Dans le christianisme, le rituel est assez souple pour la dimension temporelle. Pour les cas particuliers et urgents, il est possible de raccourcir, ou même d’abolir l’élément temporel, par exemple en cas de danger de mort[65]. Mais ce sont-là des cas limites, il faudrait respecter le temps prévu pour l’initiation : un temps nécessaire pour prendre la décision personnelle de suivre le Christ (pré-catéchuménat), un long temps d’apprentissage, d’approfondissement et de maturation de la foi (catéchuménat). Ce temps peut dépendre de plusieurs circonstances, comme nous l’avons vu, mais, c’est à l’évêque que revient la tâche de déterminer le temps du catéchuménat[66].  

 

Mais comme la référence temporelle de l’initiation chrétienne est fondamentalement christologique, et non liée à des facteurs sociaux et cosmo-biologiques comme le rythme temporel de l’initiation yira, il faut signaler les temps forts de carême et de pâques qui imposent un certain rythme à la démarche initiatique chrétienne. Et cela différencie les deux initiations du point de vue temporel.  

 

Pour le lieu de l’initiation, le lusumba nande se déroule toujours quelque part, hors du village, en pleine forêt ou en brousse, près d’un cours d’eau. Seuls les initiés et les candidats y accèdent. Et l’isolement est presque total. L’endroit peut être stable et servir pour plusieurs séances d’initiations, ou bien être choisi à chaque fois. Mais toujours est-il que le samba et le kipite choisissent un emplacement qui, après l’initiation, sera complètement détruit par le feu.  

 

Pour l’initiation chrétienne, il n’est pas tellement question d’un lieu matériel, mais plutôt d’un espace humain où se nouent des relations nouvelles entre les catéchumènes et la communauté qui chemine avec eux. Le rituel voudrait tout de même que ces endroits soient convenables et tiennent compte des exigences pastorales et des ‘nécessités particulières qu’on trouve dans les régions de mission’[67]. En tout état de cause, les catéchumènes quittent leur milieu, se séparent des leurs non sans sacrifice ni douleur. Ils vivront, au lieu de l’initiation, un style de vie en commun différent de celui qui leur est habituel. De ce point de vue, on n’est pas très loin de l’esprit initiatique traditionnel nande.  

 

Quant à la communauté initiatrice, tous y participent : toute la tribu ou toute la communauté ecclésiale est concerné et ne joue pas un rôle anonyme. Ce sont toujours les initiés expérimentés, samba, kipite, catéchistes, prêtres, qui conduisent l’initiation. Cela va sans dire chez les nande.
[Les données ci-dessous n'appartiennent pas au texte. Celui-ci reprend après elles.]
PR #3978, opened 2022-04-14
Remove com.netscape.certsrv.base.Link

ckelleyRH:


edewata (approved):
LGTM!

The `self` links are not that useful so we can remove it. IIRC the `next` and `prev` links might be used for scrolling up and down the search results in the Web UI. I think it's shouldn't be too difficult to replace them with JS code, so we can do that later if needed.

PR #3979, opened 2022-04-14
Clean up in AAclAuthz

ckelleyRH:
* Remove unused method arg
* Don't create a variable just to return it
* Remove unnecessary logging array variable
* Remove unnecessary else clause
* Use ternary operator where appropriate


ckelleyRH:
Yeah it was a bit heavy handed :slightly_smiling_face:. And ~100 fewer warnings too, which is always a bonus.

PR #3980, opened 2022-04-20
Fixes for broken parts of TPS UI

ckelleyRH:
The JSON mapping of `TokenData` used different attribute names to the original XML mapping, so the JS code was unable to parse it. This is now fixed. In addition, the token created/modified dates are made human-readable and the not valid before/after dates for the CA certificates are also human-readable.

Not fixed by this PR:

- Changing token status via the UI is broken, both from `/tps/ui/#tokens` and `/tps/ui/#tokens/<token>`. It works from the CLI.
- The dates on `/tps/ui/#activities` are broken.
- No certs appear to be issued when adding tokens.


edewata (approved):
LGTM

PR #3983, opened 2022-04-27
Fix TPS /ui/certs/ dates to be human readable.

ckelleyRH:
Similar to #3980, fixed dates for certs but this time for TPS UI instead of the CA UI.


edewata (approved):
One possible issue but looks good otherwise. Feel free to update if necessary, then merge.

ckelleyRH:
Thanks @edewata!

PR #3986, opened 2022-04-29
Fix recent issue with using pkiconsole with a client auth certificate.

jmagne:
The purpose of this fix is to allow a "-n cert-nickname" option, which
gives the user the ability to pick the nickname of the client auth cert
to use when connecting to the server.

Here is an exmple on how to use this new simpl feature:

 pkiconsole -v https://test.host.com:18443/ca -d ~/.redhat-idm-console -n SubCA_AdminV

Note the -n options specifies the name of of the desired SSL client auth certificate to present
to the server.

If the option is not present , no server cert nickname will be presented to the server.
The tool will work as it did previously in this case.


ladycfu (approved):
LGTM

PR #3989, opened 2022-05-04
Use SHA-256 for authentication methods

ckelleyRH:
Intended as a stopgap before completing #3939 and #3941 later. The features will be unusable due to the crypto policies if we don't change algorithm, so if we break it with this change it would have been broken anyway.

### DIFF
--- a/base/ca/src/main/java/com/netscape/ca/CAService.java
+++ b/base/ca/src/main/java/com/netscape/ca/CAService.java
@@ -1645,7 +1645,7 @@ class serviceCheckChallenge implements IServant {
 
     public serviceCheckChallenge(CAService service) {
         try {
-            mSHADigest = MessageDigest.getInstance("SHA1");
+            mSHADigest = MessageDigest.getInstance("SHA-256");
         } catch (NoSuchAlgorithmException e) {
             logger.warn(CMS.getLogMessage("OPERATION_ERROR", e.toString()), e);
         }
@@ -1747,7 +1747,7 @@ class serviceCheckChallenge implements IServant {
         byte[] pwdDigest = mSHADigest.digest((salt + pwd).getBytes());
         String b64E = Utils.base64encode(pwdDigest, true);
 
-        return "{SHA}" + b64E;
+        return "{SHA-256}" + b64E;
     }
 }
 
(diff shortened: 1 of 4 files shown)


ckelleyRH:
> @ckelleyRH Thanks for your understanding. I thought you were just talking about the challengePhraseAuthentication plugin which we don't know the usage, but looking at your patch, it appears that you are changing other areas as well.

Yes, these are the 4 remaining uses we need to fix. They're all basically the same implementation. For what it's worth I think they are all unused.
> I think I pointed out the following before, so maybe it has been covered by another patch, each of the 4 changes has a "hashPassword" method there it says something like:
> return "{SHA}" + salt + ";" + b64E;
> And i wonder if you'd need to change the "SHA" designation to SHA2 (I'm unsure of the spelling nor if it matters)

It was in another PR but I added it here anyway.

ladycfu:
I know base/ca/src/main/java/com/netscape/cms/servlet/cert/scep/CRSEnrollment.java is for SCEP so it's used.
I can test out the change when I'm working on related area for SCEP if you haven't already (let me know if you did or not).

As for other areas, I'm unsure.  I'll take your words for it wrt them being unused.

ckelleyRH:
I thought @edewata said at one point it was not used in #3939 but I don't think reading it again we reached any kind of consensus.

Anyway, I tried to use all 4 methods and failed miserably. I managed to hit one (in `CAService`) and that is only because the implementation sets up the `MessageDigest` when the subsystem is created, not when the authentication actually occurs, so that didn't help me test.

I don't know what else to try, and there is not a lot of time to try anything anyway.

ladycfu:
@ckelleyRH @edewata So, I took the time out to set up and test SCEP for the change in CRSEnrollment.java.  It worked.  However, the reason why it took out more time for me to set up was because I ran into a bug and decided to fix it.  I'll need to file a bug and will provide a PR for it.
Based on my test, I'll ack this PR.

ladycfu (approved):
@ckelleyRH @edewata So, I took the time out to set up and test SCEP for the change in CRSEnrollment.java.  It worked.  However, the reason why it took out more time for me to set up was because I ran into a bug and decided to fix it.  I'll need to file a bug and will provide a PR for it.
Based on my test, I'll ack this PR.

ckelleyRH:
@ladycfu - great, thanks for taking the time to do that! I shall backport this to `v11.0` and move on.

Pour l’initiation chrétienne, la communauté ecclésiale tient une place de choix dans l’itinéraire catéchuménale. C’est tout le peuple de Dieu, c'est-à-dire l’Eglise, qui transmet et nourrit la foi reçue des Apôtres. C’est elle qui doit préparer au baptême et former les chrétiens. Le concile Vatican II a affirme explicitement l’engagement de toute communauté en ces termes : « (…) Cette initiation chrétienne au cours du catéchuménat doit être l’oeuvre non pas des seuls catéchistes ou des seuls prêtres, mais de toute la communauté des fidèles » (AG, 14).  

 

Les deux initiations accordent un rôle particulier à certaines personnes : samba, kipite d’une part, catéchistes, parrains, d’autre part. Mais, au-delà de tout cela, c’est le chef ou l’évêque, c’est selon, qui est le premier responsable de l’initiation.  

 

S’agissant de la pédagogie de l’initiation, disons tout simplement que, dans l’une ou l’autre modèle, il ne s’agit pas de suivre des cours systématiques comme à l’école. En effet, comme le notait si bien André Aubry, « l’école a des élèves qui apprennent un savoir, l’initiation a des disciples qui découvrent une vie »[68]. Cela se passe de tout commentaire pour l’initiation nande. Il faut remarquer que les épreuves de l’initiation traditionnelle, douloureuses parfois, sont absentes dans l’initiation chrétienne. Les rites de cette dernière, bien que similaires à ceux de celle-là, qui privilégie la formation et non l’information.  

 

La foi n’est pas le fruit d’un enseignement, mais un don de Dieu accueilli et cherché de façon libre et consciente. L’enseignement catéchétique dispensé au catéchumène est une initiation à la vie dans l’Esprit ; et les notions doctrinales, morales ou sacramentelles sont en fonction de cette expérience vitale. Il s’agit d’arriver à une co-naissance intime du mystère du Christ. On est proche de la notion de stage que de cours.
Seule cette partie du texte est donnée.